── Record extracts ──
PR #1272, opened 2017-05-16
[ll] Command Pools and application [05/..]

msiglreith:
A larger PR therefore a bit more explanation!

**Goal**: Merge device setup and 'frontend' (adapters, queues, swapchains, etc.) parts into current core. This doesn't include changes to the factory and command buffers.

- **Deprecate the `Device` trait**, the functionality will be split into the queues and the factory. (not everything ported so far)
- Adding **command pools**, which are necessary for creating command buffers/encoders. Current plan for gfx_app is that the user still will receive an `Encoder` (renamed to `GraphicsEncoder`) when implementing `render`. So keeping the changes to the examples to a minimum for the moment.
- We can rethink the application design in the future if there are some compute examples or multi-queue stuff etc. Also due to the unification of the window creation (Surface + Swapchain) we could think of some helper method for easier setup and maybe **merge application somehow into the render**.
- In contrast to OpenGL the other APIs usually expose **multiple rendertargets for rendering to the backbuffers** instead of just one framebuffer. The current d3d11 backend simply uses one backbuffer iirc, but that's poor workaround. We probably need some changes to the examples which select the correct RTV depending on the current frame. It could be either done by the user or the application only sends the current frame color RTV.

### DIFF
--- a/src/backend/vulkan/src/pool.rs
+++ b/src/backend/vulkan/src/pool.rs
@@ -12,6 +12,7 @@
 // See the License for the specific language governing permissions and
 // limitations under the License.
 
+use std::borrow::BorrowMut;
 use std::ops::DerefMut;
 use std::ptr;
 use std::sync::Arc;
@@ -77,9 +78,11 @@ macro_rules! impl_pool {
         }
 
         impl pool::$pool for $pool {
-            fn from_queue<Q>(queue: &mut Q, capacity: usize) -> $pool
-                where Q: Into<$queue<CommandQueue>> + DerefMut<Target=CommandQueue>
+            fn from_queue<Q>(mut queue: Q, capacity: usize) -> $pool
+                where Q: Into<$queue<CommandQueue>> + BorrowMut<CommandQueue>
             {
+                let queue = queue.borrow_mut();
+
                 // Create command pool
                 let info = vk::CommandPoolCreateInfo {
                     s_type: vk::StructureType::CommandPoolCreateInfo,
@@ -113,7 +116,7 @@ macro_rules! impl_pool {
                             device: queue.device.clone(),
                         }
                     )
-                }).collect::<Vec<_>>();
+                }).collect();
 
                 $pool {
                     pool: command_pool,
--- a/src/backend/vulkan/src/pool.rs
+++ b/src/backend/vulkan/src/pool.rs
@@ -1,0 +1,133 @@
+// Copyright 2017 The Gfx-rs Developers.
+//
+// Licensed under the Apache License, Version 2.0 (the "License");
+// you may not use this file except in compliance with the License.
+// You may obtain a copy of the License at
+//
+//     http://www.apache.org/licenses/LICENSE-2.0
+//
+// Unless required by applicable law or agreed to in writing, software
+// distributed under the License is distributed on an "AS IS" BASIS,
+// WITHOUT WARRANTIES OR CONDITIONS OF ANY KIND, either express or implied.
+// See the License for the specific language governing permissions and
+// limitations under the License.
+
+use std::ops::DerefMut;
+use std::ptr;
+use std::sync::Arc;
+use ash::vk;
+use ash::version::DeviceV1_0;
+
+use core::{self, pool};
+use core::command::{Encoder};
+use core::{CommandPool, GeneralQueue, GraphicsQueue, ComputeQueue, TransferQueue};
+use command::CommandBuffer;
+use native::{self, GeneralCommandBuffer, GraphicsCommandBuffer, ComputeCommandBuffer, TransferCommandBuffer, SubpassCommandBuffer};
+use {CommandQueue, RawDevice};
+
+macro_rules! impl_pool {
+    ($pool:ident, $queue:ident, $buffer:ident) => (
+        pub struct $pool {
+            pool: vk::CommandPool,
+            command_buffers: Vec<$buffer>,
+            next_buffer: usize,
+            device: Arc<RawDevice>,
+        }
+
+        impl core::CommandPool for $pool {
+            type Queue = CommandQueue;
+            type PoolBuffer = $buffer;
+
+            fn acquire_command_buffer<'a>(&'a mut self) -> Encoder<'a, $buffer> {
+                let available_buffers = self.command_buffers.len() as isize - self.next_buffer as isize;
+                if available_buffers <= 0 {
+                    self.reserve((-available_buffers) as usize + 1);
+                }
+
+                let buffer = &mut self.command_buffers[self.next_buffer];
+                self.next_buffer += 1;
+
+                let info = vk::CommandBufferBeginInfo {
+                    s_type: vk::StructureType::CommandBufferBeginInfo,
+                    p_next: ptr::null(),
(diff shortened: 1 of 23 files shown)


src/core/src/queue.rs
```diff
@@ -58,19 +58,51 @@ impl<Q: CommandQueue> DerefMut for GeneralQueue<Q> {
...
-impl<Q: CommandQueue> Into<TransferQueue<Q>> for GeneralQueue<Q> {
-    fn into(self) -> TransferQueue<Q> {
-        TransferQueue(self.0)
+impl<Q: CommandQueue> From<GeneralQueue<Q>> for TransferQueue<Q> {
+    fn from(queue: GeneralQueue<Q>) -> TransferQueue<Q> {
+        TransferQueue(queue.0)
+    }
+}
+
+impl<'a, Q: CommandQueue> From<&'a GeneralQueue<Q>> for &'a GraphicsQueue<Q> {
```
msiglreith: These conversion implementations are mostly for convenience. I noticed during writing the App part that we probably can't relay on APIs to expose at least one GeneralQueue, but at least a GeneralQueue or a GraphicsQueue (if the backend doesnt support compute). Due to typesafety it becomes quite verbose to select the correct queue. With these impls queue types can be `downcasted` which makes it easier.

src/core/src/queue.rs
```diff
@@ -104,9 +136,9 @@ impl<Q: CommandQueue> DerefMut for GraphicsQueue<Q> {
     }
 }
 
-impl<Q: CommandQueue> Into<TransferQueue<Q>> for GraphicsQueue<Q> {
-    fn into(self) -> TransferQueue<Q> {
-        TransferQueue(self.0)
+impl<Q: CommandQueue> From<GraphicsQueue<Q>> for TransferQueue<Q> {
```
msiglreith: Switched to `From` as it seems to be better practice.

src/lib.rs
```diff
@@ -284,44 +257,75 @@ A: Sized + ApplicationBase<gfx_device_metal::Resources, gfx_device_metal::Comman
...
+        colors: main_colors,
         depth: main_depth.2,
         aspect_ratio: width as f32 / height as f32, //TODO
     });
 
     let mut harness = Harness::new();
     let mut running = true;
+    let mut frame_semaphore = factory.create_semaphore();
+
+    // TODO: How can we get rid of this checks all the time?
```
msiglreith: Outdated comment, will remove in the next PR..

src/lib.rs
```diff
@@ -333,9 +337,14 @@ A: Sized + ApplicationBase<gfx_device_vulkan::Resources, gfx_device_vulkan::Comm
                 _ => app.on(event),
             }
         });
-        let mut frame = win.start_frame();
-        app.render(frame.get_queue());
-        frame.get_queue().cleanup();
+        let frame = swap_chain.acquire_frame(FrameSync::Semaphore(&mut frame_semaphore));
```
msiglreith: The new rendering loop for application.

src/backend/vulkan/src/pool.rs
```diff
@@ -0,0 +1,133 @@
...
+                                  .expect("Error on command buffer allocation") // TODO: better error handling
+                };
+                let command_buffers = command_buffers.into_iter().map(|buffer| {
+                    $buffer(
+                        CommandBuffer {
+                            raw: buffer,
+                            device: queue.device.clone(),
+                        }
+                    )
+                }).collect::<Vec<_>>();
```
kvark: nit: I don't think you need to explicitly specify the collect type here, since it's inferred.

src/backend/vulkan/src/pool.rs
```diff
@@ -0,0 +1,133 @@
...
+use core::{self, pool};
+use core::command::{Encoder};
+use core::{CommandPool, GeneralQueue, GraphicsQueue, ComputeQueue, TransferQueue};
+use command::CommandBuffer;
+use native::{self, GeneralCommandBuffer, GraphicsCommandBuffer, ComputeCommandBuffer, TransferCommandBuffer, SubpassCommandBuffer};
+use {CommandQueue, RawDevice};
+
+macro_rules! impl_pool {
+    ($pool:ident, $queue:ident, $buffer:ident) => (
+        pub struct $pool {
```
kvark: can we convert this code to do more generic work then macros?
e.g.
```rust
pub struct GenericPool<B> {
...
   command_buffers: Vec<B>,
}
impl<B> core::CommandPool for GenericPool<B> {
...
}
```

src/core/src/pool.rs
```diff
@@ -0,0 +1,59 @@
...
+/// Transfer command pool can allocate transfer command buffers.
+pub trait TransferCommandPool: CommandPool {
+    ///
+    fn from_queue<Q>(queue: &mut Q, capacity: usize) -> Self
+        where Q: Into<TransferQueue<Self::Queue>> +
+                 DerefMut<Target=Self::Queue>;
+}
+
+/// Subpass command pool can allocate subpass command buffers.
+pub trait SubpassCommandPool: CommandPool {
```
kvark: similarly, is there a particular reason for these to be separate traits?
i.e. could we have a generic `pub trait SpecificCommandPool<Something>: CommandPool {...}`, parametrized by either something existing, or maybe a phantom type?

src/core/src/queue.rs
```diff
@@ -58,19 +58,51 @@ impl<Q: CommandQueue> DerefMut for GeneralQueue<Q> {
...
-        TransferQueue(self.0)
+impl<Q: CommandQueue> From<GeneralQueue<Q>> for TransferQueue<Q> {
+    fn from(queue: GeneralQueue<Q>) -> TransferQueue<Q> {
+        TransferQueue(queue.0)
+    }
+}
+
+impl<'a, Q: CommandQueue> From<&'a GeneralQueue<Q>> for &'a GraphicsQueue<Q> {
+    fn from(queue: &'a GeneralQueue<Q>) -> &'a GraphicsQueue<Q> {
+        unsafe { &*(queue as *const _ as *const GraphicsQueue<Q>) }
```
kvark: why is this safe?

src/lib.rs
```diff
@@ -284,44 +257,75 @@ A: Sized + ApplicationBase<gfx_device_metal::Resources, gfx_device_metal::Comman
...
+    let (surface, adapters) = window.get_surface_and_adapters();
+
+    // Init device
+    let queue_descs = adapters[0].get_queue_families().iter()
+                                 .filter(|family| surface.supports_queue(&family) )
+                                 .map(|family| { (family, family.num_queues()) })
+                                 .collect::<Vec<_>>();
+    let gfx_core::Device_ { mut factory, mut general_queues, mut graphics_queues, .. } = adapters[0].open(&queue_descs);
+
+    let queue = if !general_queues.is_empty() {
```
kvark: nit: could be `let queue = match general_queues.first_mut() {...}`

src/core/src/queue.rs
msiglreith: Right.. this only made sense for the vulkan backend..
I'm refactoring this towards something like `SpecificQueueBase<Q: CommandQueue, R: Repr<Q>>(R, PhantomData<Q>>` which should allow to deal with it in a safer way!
───
[Your assignment]:
Examine the records and pull out every line where the string "writing" occurs.

[Task solution]:
+// Unless required by applicable law or agreed to in writing, software
msiglreith: These conversion implementations are mostly for convenience. I noticed during writing the App part that we probably can't relay on APIs to expose at least one GeneralQueue, but at least a GeneralQueue or a GraphicsQueue (if the backend doesnt support compute). Due to typesafety it becomes quite verbose to select the correct queue. With these impls queue types can be `downcasted` which makes it easier.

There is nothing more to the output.